** Task data follows **

PR #1424, opened 2025-05-06
Display media attachments in the new ChatView

lissine0:


Monal/Classes/HelperTools.m
```diff
@@ -324,7 +324,7 @@ void swizzle(Class c, SEL orig, SEL new)
 
 static void notification_center_logging(CFNotificationCenterRef center, void* observer, CFStringRef name, const void* object, CFDictionaryRef userInfo)
 {
-    DDLogDebug(@"NSNotification %@ with %@: %@", name, object, userInfo);
+    DDLogDebug(@"NSNotification %@ with %p: %@", name, object, userInfo);
```
lissine0: I'm not sure what a proper fix would be.
The notification objects of at least these notifications can't be displayed (trying to display them causes a crash): 
`FPM_PlayableRangeChanged`, `FPM_StreamLikelyToKeepUp`, `MentorPrerollComplete`, `MentorStoppingDueToCompletion`, `MentorPausingDueToHighWaterLevel` and `MentorResumingAfterHighWaterLevel`
These are all received when ExyteChat is playing audio or a video
They seem to originate from Apple's CoreMedia

lissine0: I also get the same crash when using the UIKit chat view on the iOS 18.2 simulator, when an audio file is in the chat.
The notification in this case was `FPM_PlayableRangeChanged`

Monal/Classes/ChatView.swift
```diff
@@ -415,6 +416,20 @@ struct ChatView: View {
         .onReceive(NotificationCenter.default.publisher(for: NSNotification.Name("kMonalRefresh")).receive(on: RunLoop.main)) { notification in
             ChatViewHelpers.refreshCounter(for: self.contact.obj)
         }
+        .onReceive(NotificationCenter.default.publisher(for: NSNotification.Name("kMonalMessageFiletransferUpdateNotice")).receive(on: RunLoop.main)) { notification in
+            DDLogVerbose("chat view got file transfer update notice \(String(describing:notification.userInfo))")
+
+            guard let message = notification.userInfo?["message"] as? MLMessage else {
+                DDLogError("Notification without message");
```
tmolitor-stud-tu: I think this should be an assertion to catch implementation errors in notification senders, what do you think?

Monal/Classes/ChatView.swift
```diff
@@ -415,6 +416,20 @@ struct ChatView: View {
...
+                return
+            }
+            for index in messages.indices {
+                if messages[index].message.messageDBId == message.messageDBId {
+                    messages[index] = ChatViewMessage(message)
```
tmolitor-stud-tu: Shouldn't this be done automatically if the underlying `MLMessage` is changed to a auto-updating singleton like done with `MLContact`?

Monal/Classes/ChatView.swift
```diff
@@ -424,7 +439,47 @@ class ChatViewMessage: ExyteChat.Message {
...
+                    Link: \(message.messageText)
+                    """
+                super.init(id: message.id, user: user, createdAt: message.timestamp, text: messageText)
+            } else {
+                // The file was already downloaded
+                let cacheFile = info?["cacheFile"] as! String
+
+                switch message.filetransferMimeType {
+                    case let mimeType where mimeType.starts(with: "image/"):
+                        let attachment = Attachment(id: UUID().uuidString, url: URL(fileURLWithPath: cacheFile), type: .image)
```
tmolitor-stud-tu: Please use `HelperTools` method `stringToUUID:`  to generate attachment uuids using the file path of the cacheFile. That way, the attachment ids will be stable :)

Monal/Classes/ChatView.swift
```diff
@@ -424,7 +439,47 @@ class ChatViewMessage: ExyteChat.Message {
...
+                        let attachment = Attachment(id: UUID().uuidString, url: URL(fileURLWithPath: cacheFile), type: .video, mimeType: mimeType)
+                        super.init(id: message.id, user: user, createdAt: message.timestamp, attachments: [attachment])
+                    case let mimeType where mimeType.starts(with: "audio/"):
+                        let recording = Recording(url: URL(fileURLWithPath: cacheFile), mimeType: mimeType)
+                        super.init(id: message.id, user: user, createdAt: message.timestamp, recording: recording)
+                    default:
+                        // Display the file:// URL instead of the upload URL for other attachment types.
+                        // This allows them to be displayed in the browser, even if they're encrypted
+                        // or if they expired on the server.
+                        super.init(id: message.id, user: user, createdAt: message.timestamp, text: "file://" + cacheFile)
```
tmolitor-stud-tu:
```suggestion
                        //TODO: show proper "open" button instead of file links
                        super.init(id: message.id, user: user, createdAt: message.timestamp, text: "file://" + cacheFile)
```

Monal/Classes/ChatView.swift
```diff
@@ -424,7 +439,47 @@ class ChatViewMessage: ExyteChat.Message {
...
+            super.init(id: message.id, user: user, createdAt: message.timestamp, text: message.messageText)
+        } else {
+            let info = MLFiletransfer.getFileInfo(for: message)
+            let needsDownloading = info?["needsDownloading"] as? Bool ?? true
+            if needsDownloading && (info?["mimeType"] == nil || info?["size"] == nil) {
+                // The file size and mimeType were not checked yet
+                MLFiletransfer.checkMimeTypeAndSize(forHistoryID: message.messageDBId)
+                super.init(id: message.id, user: user, createdAt: message.timestamp, text: "[File transfer; checking the size...]")
+            } else if needsDownloading {
+                // We already know the file's size / mimeType and it wasn't automatically downloaded (yet)
```
tmolitor-stud-tu:
```suggestion
                // We already know the file's size / mimeType and it wasn't automatically downloaded (yet)
                // TODO: show proper "download file" button instead of automatically triggering this
```

Monal/Classes/ChatView.swift
```diff
@@ -424,7 +439,47 @@ class ChatViewMessage: ExyteChat.Message {
     init(_ message: MLMessage) {
         self.message = message
         let user = ExyteChat.User(id: message.senderID, name: message.contactDisplayName, avatarURL: nil, isCurrentUser: !message.inbound)
-        super.init(id: message.id, user: user, createdAt: message.timestamp, text: message.messageText)
+        if message.messageType != kMessageTypeFiletransfer {
+            super.init(id: message.id, user: user, createdAt: message.timestamp, text: message.messageText)
```
tmolitor-stud-tu: Not all messages not being a filetransfer are text messages, we have:
```
kMessageTypeStatus
(kMessageTypeMessageDraft)
kMessageTypeText
kMessageTypeGeo
kMessageTypeUrl
kMessageTypeFiletransfer
```

Showing those as text should at least be annotated by a "TODO" comment.

Monal/Classes/ChatView.swift
```diff
@@ -424,7 +439,47 @@ class ChatViewMessage: ExyteChat.Message {
...
+        } else {
+            let info = MLFiletransfer.getFileInfo(for: message)
+            let needsDownloading = info?["needsDownloading"] as? Bool ?? true
+            if needsDownloading && (info?["mimeType"] == nil || info?["size"] == nil) {
```
tmolitor-stud-tu:
```suggestion
            // TODO: show a proper button for mime type checks instead of doing this automatically
            if needsDownloading && (info?["mimeType"] == nil || info?["size"] == nil) {
```

Monal/Classes/HelperTools.m
tmolitor-stud-tu: yeah, some notifications can crash that logging. I think the proper fix would be to check if the thing at `*object` is a `NSObject` (= an objc class for which we can use `%@`) or not (and use `%p` in that case).

tmolitor-stud-tu (changes requested):

Monal/Classes/HelperTools.m
lissine0: It looks like we'll need to use the code from https://www.cocoawithlove.com/2010/10/testing-if-arbitrary-pointer-is-valid.html to do that.

tmolitor-stud-tu: I think this one is more complete and a bit less hacky than the solution using the signal handlers: https://blog.timac.org/2016/1124-testing-if-an-arbitrary-pointer-is-a-valid-objective-c-object/

Monal/Classes/ChatView.swift
lissine0: Why do we need to show a button for mime type checks?
We want to do it automatically, because `MLFiletransfer.checkMimeTypeAndSize(forHistoryID:)` does the auto-downloading if the settings permit it.

Monal/Classes/ChatView.swift
lissine0: Is it okay to use both `guard` and `MLAssert` at the same time? (see the version I pushed)
I like `guard` because after using it I don't need to use force-unwrapping

Monal/Classes/HelperTools.m
lissine0: The link you posted relies on internal symbols, which changed since the article was written. (In fact they also changed when the author was drafting the article)
That's why I prefer the link I posted, unless you think it has a bigger performance overhead.

tmolitor-stud-tu: Its not the performance overhead, but those signals will likely conflict with the `KSCrash` crash recording/reporting.

What internal symbols did change? If we only want to check if a pointer is valid, we only need to know if its a tagged one, not what class the exact tag points to. And that "ABI" is pretty stable (`(pointer % 2) == 1`). In fact we just need to implement the python functions `is_valid_pointer` and `is_allowed_pointer` in objc and some other stuff from this post, but we **don't need the classname nor do we need to check if the class exists**. 

Why? Because the objc runtime will do that for us when using `%@`. We need to only make sure, that the pointer is valid and points to readable memory to prevent a `SIGSEGV` crash when accessing it through `%@`.

Monal/Classes/ChatView.swift
tmolitor-stud-tu: Sure, just do a `MLAssert(false, "error message")` in the else branch of your guard clause then :)

Monal/Classes/ChatView.swift
tmolitor-stud-tu: See my other answer to matthew in the other PR: https://github.com/monal-im/Monal/pull/1426#discussion_r2087780948

Monal/Classes/ChatView.swift
tmolitor-stud-tu: Because we don't want to auto-download things in the following cases. Remember: fetching the mime-type from the server already leaks our IP to some arbitrary webserver not controlled by the admin of *our* xmpp server, but by the admin of the *sender's* xmpp server.

1. The user turned off auto-download in the setting, but now they should still be able to manually trigger a download (e.g. first fetch the mime-type and size which should be displayed in a new button which triggers the actual download; this makes sure the user can decide if they really want to download that 6GB file or not).
2. We don't want to auto-download media in public channels for security and privacy reasons (yes afaik we currently do this, but that's an improvement I postponed for the chatview rewrite, e.g. now).

Monal/Classes/HelperTools.m
lissine0: I tried the approach of https://blog.timac.org/2016/1124-testing-if-an-arbitrary-pointer-is-a-valid-objective-c-object/ but all crash-causing notifications are false positives.
(In these cases the pointers are not tagged. But they are aligned and point to valid and readable memory. So, the method returns true) 

<details>
<summary>
For reference, here's the diff:
</summary>

```diff
diff --git a/Monal/Classes/HelperTools.m b/Monal/Classes/HelperTools.m
index dcec25b8b..e9626aefb 100644
--- a/Monal/Classes/HelperTools.m
+++ b/Monal/Classes/HelperTools.m
@@ -322,9 +322,108 @@ void swizzle(Class c, SEL orig, SEL new)
         method_exchangeImplementations(origMethod, newMethod);
 }
 
+/**
+ Test if the pointer points to readable and valid memory.
+ 
+ @param inPtr is the pointer
+ @return true if the pointer points to readable and valid memory.
+ */
+static bool IsValidReadableMemory(const void *inPtr)
+{
+    kern_return_t error = KERN_SUCCESS;
+     
+    // Check for read permissions
+    bool hasReadPermissions = false;
+     
+    vm_size_t vmsize;
+    vm_address_t address = (vm_address_t)inPtr;
+    vm_region_basic_info_data_t info;
+    mach_msg_type_number_t info_count = VM_REGION_BASIC_INFO_COUNT_64;
+ 
+    memory_object_name_t object;
+ 
+    error = vm_region_64(mach_task_self(), &address, &vmsize, VM_REGION_BASIC_INFO, (vm_region_info_t)&info, &info_count, &object);
+    if(error != KERN_SUCCESS)
+    {
+        // vm_region/vm_region_64 returned an error
+        hasReadPermissions = false;
+    }
+    else
+    {
+        hasReadPermissions = (info.protection & VM_PROT_READ);
+    }
+     
+    if(!hasReadPermissions)
+    {
+        return false;
+    }
+     
+    // Read the memory
+    vm_offset_t readMem = 0;
+    mach_msg_type_number_t size = 0;
+    error = vm_read(mach_task_self(), (vm_address_t)inPtr, sizeof(uintptr_t), &readMem, &size);
+    if(error != KERN_SUCCESS)
+    {
+        // vm_read returned an error
+        return false;
+    }
+     
+    return true;
+}
+
+/**
+ Test if a pointer is an Objective-C object
+ 
+ @param inPtr is the pointer to check
+ @return true if the pointer is an Objective-C object
+ */
+static bool IsObjcObject(const void *inPtr)
+{
+    // NULL pointer is not an Objective-C object
+    if(inPtr == NULL)
+    {
+        return false;
+    }
+     
+    // Check for tagged pointers
+    const unsigned long long TAG_MASK = (1ULL<<63); //the tag bit is the MSB
+    if(((uintptr_t)inPtr & TAG_MASK) == TAG_MASK)
+    {
+        return true;
+    }
+     
+    // Check if the pointer is aligned
+    if (((uintptr_t)inPtr % sizeof(uintptr_t)) != 0)
+    {
+        return false;
+    }
+     
+    // From LLDB:
+    // Objective-C runtime has a rule that pointers in a class_t will only have bits 0 thru 46 set
+    // so if any pointer has bits 47 thru 63 high we know that this is not a valid isa
+    // See https://github.com/llvm/llvm-project/blob/main/lldb/examples/summaries/cocoa/objc_runtime.py
+    if(((uintptr_t)inPtr & 0xFFFF800000000000) != 0)
+    {
+        return false;
+    }
+     
+    // Check if the memory is valid and readable
+    if(!IsValidReadableMemory(inPtr))
+    {
+        return false;
+    }
+
+    return true;
+}
+
 static void notification_center_logging(CFNotificationCenterRef center, void* observer, CFStringRef name, const void* object, CFDictionaryRef userInfo)
 {
-    DDLogDebug(@"NSNotification %@ with %@: %@", name, object, userInfo);
+    if(IsObjcObject(object))
+        DDLogDebug(@"NSNotification %@ with %@: %@", name, object, userInfo);
+    else
+        DDLogDebug(@"NSNotification %@ with %@", name, userInfo);
 }
 
 @implementation WeakContainer
```
</details>

I suggest that we don't log the notification `object` because in most notifications we send, the `object` is either an xmpp instance,  the class instance that's sending the notification (i.e. `self`), or `nil`. And the log viewer already gives us this information.

The only exceptions are https://github.com/monal-im/Monal/blob/f92692ce50cc00e2c7bdc89c2fdc941be97c93fb/Monal/Classes/MLImageManager.m#L374  https://github.com/monal-im/Monal/blob/f92692ce50cc00e2c7bdc89c2fdc941be97c93fb/Monal/Classes/MLVoIPProcessor.m#L116  https://github.com/monal-im/Monal/blob/f92692ce50cc00e2c7bdc89c2fdc941be97c93fb/Monal/Classes/MLVoIPProcessor.m#L125  https://github.com/monal-im/Monal/blob/f92692ce50cc00e2c7bdc89c2fdc941be97c93fb/Monal/Classes/MLMessageProcessor.m#L886 https://github.com/monal-im/Monal/blob/f92692ce50cc00e2c7bdc89c2fdc941be97c93fb/Monal/Classes/IPC.m#L228
But the first three already have other log statements printing the `object`. And the last one has the object inside the `userInfo` dictionary.
So, I'd say there's no harm in removing the `object` from the log statement.

tmolitor-stud-tu: Thing is: logging our own notifications is kind of moot, because we already log them when sending them (most of the time). The real reason why I added this notification observer was to log notifications coming from apple frameworks or other libs. I'm using this in the alpha (the observer is only active in alpha builds anyways) to learn more about the internal workings of SwiftUI, UIKit etc. and I find this really useful.

I think the solution (in addition to the tagged pointer checking etc.) would be to blacklist the notifications you listed above and don't log the object only for these (log something like `<unprintable>` or somesuch to distinguish them from real `nil`.

Monal/Classes/DataLayerMigrations.m
```diff
@@ -988,6 +990,30 @@ FOREIGN KEY('message_history_id') REFERENCES 'message_history'('message_history_
             [db executeNonQuery:@"INSERT INTO flags (name, value) VALUES('autodecrement~message_history', ?);" andArguments:@[initialValue]];
         }];
 
+        [self updateDB:db withDataLayer:dataLayer toVersion:7.004 withBlock:^{
+            [db executeNonQuery:@"ALTER TABLE message_history ADD COLUMN media_duration REAL NULL DEFAULT NULL;"];
+
+            // Compute the media_duration of old audio attachments and update the db
```
tmolitor-stud-tu: This should be moved to HelperTools

Monal/Classes/MLFiletransfer.m
```diff
@@ -283,15 +289,47 @@ +(void) downloadFileForHistoryID:(NSNumber*) historyId andForceDownload:(BOOL) f
             DDLogDebug(@"Updating db and sending out kMonalMessageFiletransferUpdateNotice");
             //update db with content type and size
             [[DataLayer sharedInstance] setMessageHistoryId:historyId filetransferMimeType:mimeType filetransferSize:filetransferSize];
+
+            NSDictionary* fileInfo = [self getFileInfoForMessage:msg];
```
tmolitor-stud-tu: the fileinfo dictionary should become a real objc model class...that has been low priority item I wanted to do for quite some time, would be a good opportunity to do that now

Monal/Classes/MLFiletransfer.m
```diff
@@ -570,6 +608,11 @@ +(void) deleteFileForMessage:(MLMessage*) msg
     {
         DDLogDebug(@"Deleting file in cache: %@", info[@"cacheFile"]);
         [_fileManager removeItemAtPath:info[@"cacheFile"] error:nil];
+        if([info[@"mimeType"] hasPrefix:@"video/"])
+        {
+            DDLogVerbose(@"Deleting video thumbnail stored at %@", msg.thumbnailURL.path);
```
tmolitor-stud-tu: use the new fileinfo model class rather than mixing in the media stuff into MLMessage

Monal/Classes/MLImageManager.m
```diff
@@ -224,6 +224,48 @@ -(NSString*) fileNameforContact:(MLContact*) contact
...
 
+-(NSString*) fileNameforThumbnailOfMessage:(MLMessage*) message
+{
+    return [NSString stringWithFormat:@"%@.png", message.messageDBId.stringValue];
+}
+
+-(void) setThumbnailOfMessage:(MLMessage*) message withData:(NSData* _Nullable) data
+{
+    // Notify message.thumbnailURL's observers that it's about to change (needed for KVO compliance)
+    [message willChangeValueForKey:@"thumbnailURL"];
```
tmolitor-stud-tu: with a proper design, you should almost never have to do this. so this is a strong hint that there probably is a better design/structure for these things: the fileinfo model class.

tmolitor-stud-tu: also: when using proper properties, setting a property value (through self.popertyName = value) automatically generates KVO notifications (using the underlying _propertyName instance variable won't).

Monal/Classes/MLMessage.h
```diff
@@ -15,6 +15,12 @@ NS_ASSUME_NONNULL_BEGIN
 @class MLContact;
 @class MLReactionsEntry;
 
+typedef NS_ENUM(NSUInteger, MLMessageDownloadState) {
```
tmolitor-stud-tu: this should be part of a new MLFiletransferInfo model class.

Monal/Classes/ChatView.swift
```diff
@@ -747,6 +751,32 @@ class ChatViewMessage: ExyteChat.Message {
     private var subscriptions: Set<AnyCancellable> = Set()
     override var text: String {
         get {
+            if innerMessage.messageType == kMessageTypeFiletransfer {
+                let downloadState = innerMessage.downloadState as MLMessageDownloadState.RawValue
+                switch(downloadState) {
+                    case MLMessageDownloadState.complete.rawValue:
+                        let mimeType = innerMessage.filetransferMimeType as String
+                        if mimeType.starts(with: "audio") || mimeType.starts(with: "image") || mimeType.starts(with: "video") {
```
tmolitor-stud-tu: should be "audio/", "image/" and "video/" rather than "audio", "image" and "video"

Monal/Classes/ChatView.swift
```diff
@@ -799,6 +829,55 @@ class ChatViewMessage: ExyteChat.Message {
...
+                return nil
+            }
+            let mimeType = innerMessage.filetransferMimeType as String
+            guard mimeType.starts(with: "audio/") else {
+                return nil
+            }
+            let info = MLFiletransfer.getFileInfo(for: innerMessage.obj)
+            let cacheFile = info["cacheFile"] as! String
+            let url = URL(fileURLWithPath: cacheFile)
+            let duration = innerMessage.mediaDuration as Double
```
tmolitor-stud-tu: I don't think caching the duration in the database is necessary. is calculating it on-the-fly that slow?

tmolitor-stud-tu (changes requested):
I've added some comments

Monal/Classes/ChatView.swift
lissine0: There are two ways to compute the duration:
- Using AVPlayer, like I did in the migration (https://github.com/lissine0/Monal/blob/c67dab2617cb/Monal/Classes/DataLayerMigrations.m#L1005)
- Using AVURLAsset.duration, like I do after downloading an attachment (https://github.com/lissine0/Monal/blob/c67dab2617c/Monal/Classes/HelperTools.m#L1155)

The AVURLAsset way can be used only asynchronously, otherwise it returns zero.

About the AVPlayer way, in previous draft of this PR I had the following code in ChatView.swift:
```swift
override var recording: Recording? {
    get {
        /* ... */
        let url = URL(fileURLWithPath: cacheFile)
        do {
            let player = try AVAudioPlayer(contentsOf: url)
            return Recording(duration: player.duration, url: url, mimeType: mimeType)
        } catch {
            DDLogWarn("Couldn't compute the duration of the audio file \(cacheFile)")
        }
```
This works but has one caveat: the very first time the `recording` property is computed (all audio files considered), it takes ~70ms to execute this line:
```swift
let player = try AVAudioPlayer(contentsOf: url)
```
In subsequent computations of the property (even for other files), it takes less than 1ms
(The AVAudioPlayer is likely cached somehow)
This means that if an audio file is in the ChatView, opening that chat after launching the app will have a ~70ms lag (because the line is executed synchronously on the main thread).

If the `MLFiletransferInfo` model class you suggested will be persisted in the db, the duration should be included there.

lissine0: The latest version I pushed does it on the fly, and it's not slow at all :)
It uses `AVURLAsset.duration` in a background thread when the getter is called
The getter launches the work in the background, and returns 0.0 / nil
Later when the work finishes, it calls the setter to trigger KVO notification and a ChatView update

Monal/Classes/DataLayer.m
```diff
@@ -1478,6 +1467,39 @@ -(void) setMessageId:(NSString*) messageid stanzaId:(NSString*) stanzaId
     }];
 }
 
+-(NSDictionary*) getFiletransferInfoForHistoryId:(NSNumber*) historyId
+{
+    if(historyId == nil)
+        return (NSDictionary*) nil;
+
+    return [self.db idReadTransaction:^{
+        NSArray* results = [self.db executeReader:@"SELECT * FROM filetransfer_info WHERE message_history_id=?;" andArguments:@[historyId]];
```
tmolitor-stud-tu, line 1476: This could be improved to use the scalar reader rather thanthe array reader and then returning only the first entry (the scalar reader returns nil if no db row matches)

Monal/Classes/MLContactCell.m
```diff
@@ -69,13 +70,13 @@ -(void) displayLastMessage:(MLMessage* _Nullable) lastMessage forContact:(MLCont
             [self showStatusText:NSLocalizedString(@"🔗 A Link", @"") inboundDir:lastMessage.inbound fromUser:senderOfLastGroupMsg];
         else if([lastMessage.messageType isEqualToString:kMessageTypeFiletransfer])
         {
-            if([lastMessage.filetransferMimeType hasPrefix:@"image/"])
+            if([lastMessage.fileInfo.mimeType hasPrefix:@"image/"])
```
tmolitor-stud-tu, line 73: please add new computed properties named `isVideo` and `isImage` etc. to the new fileInfo class and then replace all mimeType tests for `image/` etc. with these new properties everywhere in our codebase (internally still doing the string comparisons of course).

Monal/Classes/MLFiletransfer.m
```diff
@@ -282,14 +284,16 @@ +(void) downloadFileForHistoryID:(NSNumber*) historyId andForceDownload:(BOOL) f
             NSNumber* filetransferSize = @([[_fileManager attributesOfItemAtPath:cacheFile error:nil] fileSize]);
             DDLogDebug(@"Updating db and sending out kMonalMessageFiletransferUpdateNotice");
             //update db with content type and size
-            [[DataLayer sharedInstance] setMessageHistoryId:historyId filetransferMimeType:mimeType filetransferSize:filetransferSize];
+            [[DataLayer sharedInstance] setFiletransferInfoForHistoryId:historyId withMimeType:mimeType andSize:filetransferSize];
+
             //send out update notification
             xmpp* account = [[MLXMPPManager sharedInstance] getEnabledAccountForID:msg.accountID];
             if(account != nil)      //don't send out update notices for already deleted accounts
                 [[MLNotificationQueue currentQueue] postNotificationName:kMonalMessageFiletransferUpdateNotice object:account userInfo:@{
```
tmolitor-stud-tu, line 292: Not sure if we still need all these values in the userInfo dictionary.

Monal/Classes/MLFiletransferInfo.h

** End of Task data **

> _Aim of the task_
Would you please filter the lines above and copy every one that includes "them"?

> _Reply_
The notification objects of at least these notifications can't be displayed (trying to display them causes a crash): 
+                        // This allows them to be displayed in the browser, even if they're encrypted
tmolitor-stud-tu: Thing is: logging our own notifications is kind of moot, because we already log them when sending them (most of the time). The real reason why I added this notification observer was to log notifications coming from apple frameworks or other libs. I'm using this in the alpha (the observer is only active in alpha builds anyways) to learn more about the internal workings of SwiftUI, UIKit etc. and I find this really useful.
I think the solution (in addition to the tagged pointer checking etc.) would be to blacklist the notifications you listed above and don't log the object only for these (log something like `<unprintable>` or somesuch to distinguish them from real `nil`.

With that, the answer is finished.